The 1962 map of the moon. The Sea of Tranquility, where the Apollo 11 mission landed, is the large dark area at center right, Geography and Map Division.
Cynthia Smith, a reference specialist in the Geography and Map Division, wrote a short piece about this lunar map for the Library of Congress Magazine. It’s been expanded here.
The Soviet Union demonstrated its early lead in the Cold War space race with the United States with the launch of the satellite Sputnik 1 in 1957. They continued to develop their space program and, in April 1961, Soviet cosmonaut Yuri Gagarin became the first human to orbit the Earth.
The orbit was a dicey proposition. Nearly half of Soviet rocket launches had failed. A launch pad explosion in 1960 had killed dozens of people, perhaps more than 1o0. Somehow, Gagarin was preternaturally calm on April 12, the morning of his launch. His pulse rate was just 64 a few minutes before liftoff. Then the rockets kicked in on Vostok 1, his ship, sending him just beyond the Earth’s atmosphere.
His single orbit took just under two hours. It was not a good ride. He thought he was going to burn to death during reentry. He could seem flames licking the outside of his ship. “I’m burning,” he told ground control. “Goodbye, comrades.”
The flames were just burning plasma, though. Gagarin’s capsule spun wildly, the result of coming in too fast, nearly causing him to black out. But he managed to eject from the capsule, as planned, at about 23,000 feet, still in his space suit, and land safely in a field in the Saratov Oblast, near the Volga River.
He instantly became a Soviet hero and an international celebrity.
Nowhere outside of the Soviet Union did his name resonate more than in the United States, where space flight was in its infancy. So galling was Gagarin’s success that President John F. Kennedy went before a joint session of Congress a month later, laying out an astonishing goal: The U.S. would put astronauts on the moon by the end of the decade, he said.
That speech set off one of the most ambitious American scientific projects of the 20th century. Early on, the mission needed a detailed map of the moon, to see where this proposed flight might land. To that end, the Aeronautical Chart and Information Center of the U.S. Air Force compiled the above lunar photo mosaic map in November 1962, using remote sensing imagery. Scientists and photographers had drawn and photographed the moon, dating back to the 17th century. But this was a project that needed a cartographer’s scientific skillset, as the National Geo Spatial–Intelligence Agency (the ACIC’s descendant) points out in a post about their work on the mission.
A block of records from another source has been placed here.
Issue #1252, opened 2018-01-08
[UI] Bold fonts slightly cut off


rococode:
![](https://i.imgur.com/hIKpdGG.png)

It seems that bold characters get slightly cut off: in the image above you can see the `m` at the end of `from` looks like it's missing a lil bit at the end.

![](https://i.imgur.com/fDcuW8E.png)

This is the same font and color styl in an IDE.

bryphe:
Thanks for logging the issue, @rococode ! Looks like it is potentially related to #1083 and #878

Akin909:
@bryphe would the solutions you suggested in #1203 re re rendering the whole canvas or using the `drawImage` method to avoid subpixel rendering wonkiness be relevant to this, personally have 0 clue how to use `drawImage` to render text instead of `fillText` but i'd say this is one of my biggest pain points atm so very motivated to find a solution, as the clipping I believe also impacts nerd fonts and wide unicode chars which  I have littered all over the place in my vim config.

bryphe:
This is a tricky one, @Akin909 ! Unfortunately I don't know what the best solution would be here. But some different possibilities:
- Using `drawImage` instead of `fillRect` might help, if the anti-aliasing behavior is different. We could create a 1-pixel image for the color we want (in a separate canvas), and then use `drawImage` instead of `fillRect` to clear the color. Worth prototyping to see - and it'd be worth trying with both `ctx.imageSmoothEnabled` set to `true` and `false`.
- We could look at a smarter algorithm for selecting when to use `Math.floor` and `Math.ceiling` when rounding the rectangles we use for `fillRect` to paint the background.
- In the case where we clip text, we could re-render the preceding token.

The full redraw would be a fix for sure, but it would also be a huge blow to perf. An alternative option would be to re-render a bigger chunk when the background color changes - if the background color changes, we could dirty all the adjacent tokens. This would still be expensive, but hopefully less expensive.

One other, more exotic possibility I was thinking about - is we skip the canvas for rendering the _alternate_ backgrounds. We use it for the 'common case' of the default background, but for elements with a non-default background (which is I believe should be less common), we render that via DOM elements overlaid. Then, we would never have to use `fillRect` for whitespace, and we could clear text by drawing over it with `fillText` (or `drawImage`). We'd have to essentially diff the previous state and the new state, though.

I wish I knew the best fix for it... but there is definitely more investigation needed. Hopefully that helps give you some ideas to try, though!

Akin909:
[...]

Issue #2047, opened 2018-04-06
Text rendering blurry not retina.


dw9694:
Faced such a problem.
I have no retina, my display is 1920x1080, the operating system is Linux Ubuntu 16.04.
The screen blurs in the center, but at the top and bottom is normal.
Thank you.

![2018-04-06 10-25-26](https://user-images.githubusercontent.com/6016334/38408748-86749b78-3987-11e8-97fc-dc71a4ccacf5.png)

MarcusE1W:
Hi.

I think I have the same problem.
I have a 
- notebook with 1366x767 resolution.
- Archlinux
- SpectrWM
- Oni 0.3.1

![2018-04-06-125712_1366x768_scrot](https://user-images.githubusercontent.com/26278354/38420029-6a5e96ba-399a-11e8-9556-58ccf9ac31a9.png)

My impression is that the left Eplorer part is ok, only the text window is mushy.

What log would you need ?

jordwalke:
What could possibly be causing this?

ArthurZ:
Hi @CrossR it is related to https://github.com/onivim/oni/issues/1252 and I was told that it is due to issues around the subpixel anti-aliasing @jordwalke

MarcusE1W:
My impression is that `"ui.fontSmoothing": "subpixel-antialiased"` improves the font sharpness. Thanks.

dw9694:
I do not see the difference

![xojo](https://user-images.githubusercontent.com/6016334/38819277-a023fd74-41a3-11e8-894b-66fffed23244.png)

bryphe:
Thanks for the updates, @MarcusE1W and @dw9694 !

Kind of makes sense, as looking at the screenshots, @MarcusE1W 's screenshot definitely did not have subpixel anti-aliasing enabled. Unfortunately, @dw9694 , yours _does_ have subpixel anti-aliasing, so it's a different issue.

@jordwalke had some helpful pointers - looks like `xterm.js` had some similiar problems (and fixed them). This issue: https://github.com/xtermjs/xterm.js/issues/985 and this PR: https://github.com/xtermjs/xterm.js/issues/985 are especially relevant.

They ensured that their text are aligned with _pixel_ boundaries. This would be a good next-fix for us (#2090 ensures the text is aligned with the 'y' pixel position, but we still need to align with the 'x' pixel position - this is a bit more work because it impacts ligatures and the way we render tokens), if it turns out the WebGL strategy isn't feasible for some reason.

[...]

PR #2120, opened 2018-04-19
Add experimental WebGL Renderer

Cryza:
~This PR is not ready to be merged yet, I will extend the description once it is. Consider this a sneak peek into my work in progress for now~

~For anyone feeling adventurous until then: The renderer should be working roughly now, with bold, italics and underline missing, and no performance optimizations or nice refactorings made so far.~

This PR adds an experimental new renderer as an alternative to the current canvas-based one. I am doing this with the goal of solving several issues that we currently have with the optimizations done in the canvas renderer. First and foremost #1252 and #1083 should be fixed.

This PR intentionally does not cover all the functionality that we have in the canvas renderer yet, I am planning to add all the missing pieces with several smaller PRs afterwards. See the comments below for details in case you want to jump on the train!


bryphe:
@Cryza , this is awesome! I just had a go with it and it's really great work.

I didn't realize how far along this was based on your description... When I ran it, I thought it would be obvious that it was different, but it looked basically the same on my machine (with no cut-off characters, though!) I had to open the debugger to make sure I was actually running the new code. 😄 

Not only that, the performance was really impressive in my quick testing... I did some simple benchmarks of just navigating to the top/bottom of a file (triggering a full redraw). 

For comparison, this is the old timing with the `CanvasRenderer`:
image

And this was the new timing with the `WebGLRenderer`:
image

Going from _22 seconds_ to _2 seconds_ for that benchmark is an __incredible__ performance improvement. 💯 

Thank you for sharing it out! Hope you don't mind if I post a couple questions, just so I can learn more how it works. 😄

browser/src/Renderer/WebGL/WebGLAtlas.ts
```diff
@@ -0,0 +1,141 @@
...
+        gl.texImage2D(
+            gl.TEXTURE_2D,
+            0,
+            gl.RGBA,
+            this.textureSize,
+            this.textureSize,
+            0,
+            gl.RGBA,
+            gl.UNSIGNED_BYTE,
+            this.glyphCanvas,
```
bryphe: This is cool - if I understand correctly, this is how we can take our 'Canvas' that we render characters / glyphs to, and supply it as a texture that we can read from the shaders?

browser/src/Renderer/WebGL/WebGLRenderer.ts
```diff
@@ -0,0 +1,535 @@
...
+        this._gl.bufferData(this._gl.ARRAY_BUFFER, this.glyphInstances, this._gl.STREAM_DRAW)
+        this._gl.blendFuncSeparate(
+            this._gl.ZERO,
+            this._gl.ONE_MINUS_SRC_COLOR,
+            this._gl.ZERO,
+            this._gl.ONE,
+        )
+        this._gl.drawElementsInstanced(this._gl.TRIANGLES, 6, this._gl.UNSIGNED_BYTE, 0, glyphCount)
+
+        this._gl.useProgram(this.textBlendPass2Program)
```
bryphe: Was curious - are the two passes needed for subpixel anti-aliasing? Or for handling transparency / background?

browser/src/Renderer/WebGL/WebGLAtlas.ts
Cryza: That's exactly what we're doing here :) This way we get the nice font rendering from Chrome while at the same time being able to run our editor through WebGL.

The only trade-off is that we need to manually manage our subpixel offsets: We need to manually manage the kerning.

Without additional effort, there is only one version of a character in the atlas, typically aligned to the full pixel boundary. With non-integer character widths however, this would probably ruin the kerning in many cases. A character might at some point need to start at 0.7 pixels offset within the pixel grid. To approximate the correct position, we have different variants of each rendered character in the atlas, each offset by a different fraction of a full pixel. Then we use the one that is closest to what we need at the given position in the editor panel. The number of different variants is controlled by `subpixelDivisor` in this file.

This idea was completely stolen from xray, BTW! All credit goes to @nathansobo :)

browser/src/Renderer/WebGL/WebGLRenderer.ts
Cryza: The two-pass approach is required to do correct blending of subpixel-antialiased text onto our destination canvas. Basically we are abusing the RGB output channels of the first pass to do some intermediate calculations and blending with the destination for us which we then use to calculate the final result in the second pass.

 I will try to find the article again that explained the equations in a nice way and post it here!

Cryza:
@bryphe thanks for the great feedback! I'm really happy that you like it :)

So I am planning to do a major refactoring of all the low-level WebGL code so that it is more understandable and encapsulated in a better way. I hope that the code will be more maintainable afterwards also for people who didn't do a deep dive into WebGL.

I also still see a few quirks and performance improvements we might want to do and possibly also an adaptation of the `INeovimRenderer`, but I think that most of them should come in a separate PR afterwards, just like the rendering of bold, italic and underlined characters (which might also not be too trivial as it requires enhancements to the atlas mapping).

What I would like to finish before we merge this PR:
- Refactor WebGL code
- Hide the WebGL renderer behind an experimental configuration flag
- Fix vertical alignment of the text with the cursor (currently off by ~1px)
- Include line padding (currently ignored, but still yields the same line height AFAIK? :thinking: )
- Maybe even fix the vertical antialiasing issue from #2047 and bring the fix back to the `CanvasRenderer`

bryphe:
> So I am planning to do a major refactoring of all the low-level WebGL code so that it is more understandable and encapsulated in a better way. I hope that the code will be more maintainable afterwards also for people who didn't do a deep dive into WebGL.

That sounds great! I like the idea of refactoring to the high-level constructs (will help me out too, I spend some time reading through WebGL 2 docs, but still not proficient yet) 

> I also still see a few quirks and performance improvements we might want to do and possibly also an adaptation of the INeovimRenderer, but I think that most of them should come in a separate PR afterwards, just like the rendering of bold, italic and underlined characters (which might also not be too trivial as it requires enhancements to the atlas mapping).

Your plan sounds perfect to me. Adding the experimental configuration flag sounds great - perhaps we could have something like `editor.renderer` with `'canvas' | 'webgl'` as values. For now, `'canvas'` will still be the default, but users can experiment with `'webgl'` - and then eventaully once the remaining work comes in, we'll flip the default. Need to get some champagne ready for that.... that'll be a big day 😀 🎉 

> Include line padding (currently ignored, but still yields the same line height AFAIK? 🤔 )

Interesting - we actually do something kind of crazy and incorporate the line padding into the `fontHeightInPixels` here in `NeovimInstance.ts`: 
```
    public setFont(fontFamily: string, fontSize: string, linePadding: number): void {
        this._fontFamily = fontFamily
        this._fontSize = fontSize

        const { width, height, isBoldAvailable, isItalicAvailable } = measureFont(
            this._fontFamily,
            this._fontSize,
        )

        this._fontWidthInPixels = width
        this._fontHeightInPixels = height + linePadding
```

This is confusing because the `fontHeightInPixels` that is everywhere isn't actually the measured pixel height of the font... its the measured pixel height of the font _plus_ the line padding. This could potentially be causing problems.

Of course, keep me posted if there is anything I can do 👍 Awesome work @Cryza !

nathansobo:
@Cryza thanks for the shout-out. I’d definitely appreciate a ping on PRs related to this code path so I can learn from your progress. Good luck.

package.json
```diff
@@ -750,6 +752,7 @@
         "@types/sinon": "1.16.32",
         "@types/webgl2": "^0.0.3",
         "autoprefixer": "6.4.0",
+        "aws-sdk": "^2.202.0",
```
DeltaEvo: Why is this dependency included ?

DeltaEvo: Aw seems a merge from master, sorry :joy:

bryphe:
Thanks for your help @nathansobo - look forward to seeing where `xray` goes! 👍 It's been exciting the progress.

browser/src/Renderer/WebGL/WebGLRenderer.ts
```diff
@@ -0,0 +1,157 @@
...
+        foregroundColor,
+        backgroundColor,
+    }: IScreen) {
+        const canvasWidth = this._gl.canvas.width
+        const canvasHeight = this._gl.canvas.height
+        const viewportScaleX = 2 / canvasWidth
+        const viewportScaleY = -2 / canvasHeight
+        this._gl.viewport(0, 0, canvasWidth, canvasHeight)
+
+        this._solidRenderer.draw(
```
bryphe: Thanks for refactoring this! Definitely helped make it easier to understand 👍

Cryza: I'm happy that it helped! I think I'll try to make it even more concise but that depends on how much time I will find for doing that. :)

browser/src/Renderer/WebGL/WebGLSolidRenderer.ts
```diff
@@ -0,0 +1,233 @@
...
+
+    private createBuffers() {
+        this._unitQuadVerticesBuffer = createUnitQuadVerticesBuffer(this._gl)
+        this._unitQuadElementIndicesBuffer = createUnitQuadElementIndicesBuffer(this._gl)
+        this._solidInstances = new Float32Array(maxCellInstances * solidInstanceFieldCount)
+        this._solidInstancesBuffer = this._gl.createBuffer()
+    }
+
+    private createVertexArrayObject() {
+        this._vertexArrayObject = this._gl.createVertexArray()
```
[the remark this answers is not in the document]
Cryza: I havent't seen that library before, and it looks really interesting! I actually really dislike the mutative and OO way of programming that the GL APIs enforce, so this hits the spot for me :)

Unfortunately though it seems like there is no WebGL2-compatible version of this library and I currently don't know if our shaders could be rewritten in a WebGL1-compatible way. I had a quick try and changed the typings of the contexts to WebGL1, which resulted in lots of errors. So my gut feeling for this is that it's not really possible, but one would need to do some more investigation into this to be sure.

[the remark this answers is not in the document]
nathansobo: WebGL 1 doesn't support instanced rendering as far as we could tell, so it will be a non-trivial change and slightly less efficient to use.

parkerault:
If there is an experimental flag for this, I would suggest merging it into master as soon as the refactoring is complete. I am very eager to try this out!

browser/src/Renderer/WebGL/WebGLSolidRenderer.ts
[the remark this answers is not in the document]
bryphe: Thanks @Cryza  and @nathansobo ! That's a bummer that regl doesn't support WebGL 2 (I like the functional approach better too) - but definitely a non-starter if we'd have to switch to WebGL 1 👍 Good to know! Definitely saved us time. 😄

adelarsq:
I don't know if its related but after this change shows this messages when using webgl:

```
Received notification for - Unhandled Exception:Error: Texture is too small
Please report this error. Callstack: Error: Texture is too small
    at Wi._rasterizeGlyph (file:///C:/dev/oni/lib/browser/vendor.bundle.js:964:15106)
    at Wi.getGlyph (file:///C:/dev/oni/lib/browser/vendor.bundle.js:964:14430)
    at Xi.populateGlyphInstances (file:///C:/dev/oni/lib/browser/vendor.bundle.js:964:19764)
    at Xi.draw (file:///C:/dev/oni/lib/browser/vendor.bundle.js:964:17781)
    at Ji._draw (file:///C:/dev/oni/lib/browser/vendor.bundle.js:964:22957)
    at Ji.redrawAll (file:///C:/dev/oni/lib/browser/vendor.bundle.js:964:21619)
    at br._onResize (file:///C:/dev/oni/lib/browser/vendor.bundle.js:791:3136)
    at ResizeObserver._boundOnResizeMethod._resizeObserver.window.ResizeObserver.e (file:///C:/dev/oni/lib/browser/vendor.bundle.js:791:2653)
Uncaught Error: Texture is too small
    at Wi._rasterizeGlyph (vendor.bundle.js:964)
    at Wi.getGlyph (vendor.bundle.js:964)
    at Xi.populateGlyphInstances (vendor.bundle.js:964)
    at Xi.draw (vendor.bundle.js:964)
    at Ji._draw (vendor.bundle.js:964)
    at Ji.redrawAll (vendor.bundle.js:964)
    at br._onResize (vendor.bundle.js:791)
    at ResizeObserver._boundOnResizeMethod._resizeObserver.window.ResizeObserver.e (vendor.bundle.js:791)
```

Cryza:
@adelarsq thanks for the report! This is caused by the webgl renderer as you assumed. It currently happens if the texture that contains all the prepared characters runs out of space. Currently we hard-coded the texture size to 512x512 pixels, so for files with lots of different characters, this limit will at some point cause the renderer to throw. Especially so for large font sizes.

My current idea is to implement some logic that catches the error at the level of the text renderer, creates a larger texture and restarts rendering.

To find a reasonable default size in any case, it would be great if you could share some information about your font size, font family, line padding, if you have a retina display (or some other setup with devicePixelRatio > 1) and ideally also the content of the file, if that is possible.

Cheers!

CrossR:
I also hit a similar issue when doing lots of scrolling very rapidly.

I'm using Fira Code as my font at 12px, with the default line padding and a 4k monitor (27" if that matters?) at 150% scaling, with Windows 10 64bit.

The file was my Oni config, which can be found here: https://github.com/CrossR/dotfiles/blob/master/oni/config.tsx

justinmk:
oni 0.3.4, macOS 10.13.4

Setting `"editor.renderer": "webgl"` gives me this error immediately on startup:

```
bundle.js:1 Received notification for - Unhandled Exception:TypeError: Cannot read property 'canvas' of null
Please report this error. Callstack: TypeError: Cannot read property 'canvas' of null
    at Ji._updateCanvasDimensions (file:///Users/justin/opt/Oni.app/Contents/Resources/app/lib/browser/vendor.bundle.js:964:21733)
    at Ji.redrawAll (file:///Users/justin/opt/Oni.app/Contents/Resources/app/lib/browser/vendor.bundle.js:964:21520)
    at eo._render (file:///Users/justin/opt/Oni.app/Contents/Resources/app/lib/browser/vendor.bundle.js:964:44256)
    at _pendingAnimationFrame.window.requestAnimationFrame (file:///Users/justin/opt/Oni.app/Contents/Resources/app/lib/browser/vendor.bundle.js:964:44126)
a @ bundle.js:1
vendor.bundle.js:964 Uncaught TypeError: Cannot read property 'canvas' of null
    at Ji._updateCanvasDimensions (vendor.bundle.js:964)
    at Ji.redrawAll (vendor.bundle.js:964)
    at eo._render (vendor.bundle.js:964)
    at _pendingAnimationFrame.window.requestAnimationFrame (vendor.bundle.js:964)
```

adelarsq:
@bryphe the error above occurs after the change https://github.com/onivim/oni/pull/2183 I think

adelarsq:
@justinmk Was it after the change https://github.com/onivim/oni/pull/2183?

Cryza:
@justinmk thanks for the report! That happens due to the fact that sometimes the drawing call can be triggered before the renderer was initialized. I will try to fix that in my current branch where I am improving the stability of the WebGL renderer. This is the branch: https://github.com/onivim/oni/tree/cryza/bugfix/webgl-renderer-out-of-texture-space

Cryza:
Great to hear, @badosu! Thanks for giving it another try this quickly :)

“Accurate coordinates of the sites needed to be determined in a coordinate system consistent with accurate vehicle orbit information,” said John Unruh, a former ACIC cartographer and scientist. The agency would go on to create hundreds of maps for the Apollo missions, including 3-D plastic models of the moon’s surface at proposed landing sites.
The following years were dangerous ones for both nation’s space programs.
On Jan. 27, 1967, three U.S. astronauts — Gus Grissom, Edward White II and Roger B. Chaffee — were killed when their Apollo 1 capsule caught fire during a training exercise at Cape Canaveral, Florida.
Three months later, Soviet cosmonaut Vladimir Komarov was killed during an orbiting mission in a very flawed spaceship. His capsule hurtled back to Earth, its parachutes failing to open, killing him on impact. Intercepted radio communications showed that, as the module fell, he was screaming in rage at Soviet space officials for sending him on a doomed mission. Then, on March 27, 1968, Gagarin himself was killed in a training jet exercise.
The Apollo 11 Command Module. Photo: Smithsonian Institution.
Still, less than 16 months later, on July 20, 1969, Apollo 11 astronauts Neil Armstrong and Buzz Aldrin became the first humans to land on the moon — an achievement once considered impossible and a demonstration of the United States’ now commanding lead in the space race. The landing module was put down in the Sea of Tranquility, a flat plain of dark lava that is roughly 700 kilometers in diameter. You can see it on the map above, just to the right of the middle center, as a broad, darker section that extends at a downward angle. It is to the left of the large round crater at center right.
It was there, with the help of a map made 238,900 miles away, that Armstrong took his “one small step” that was a “giant leap” for mankind.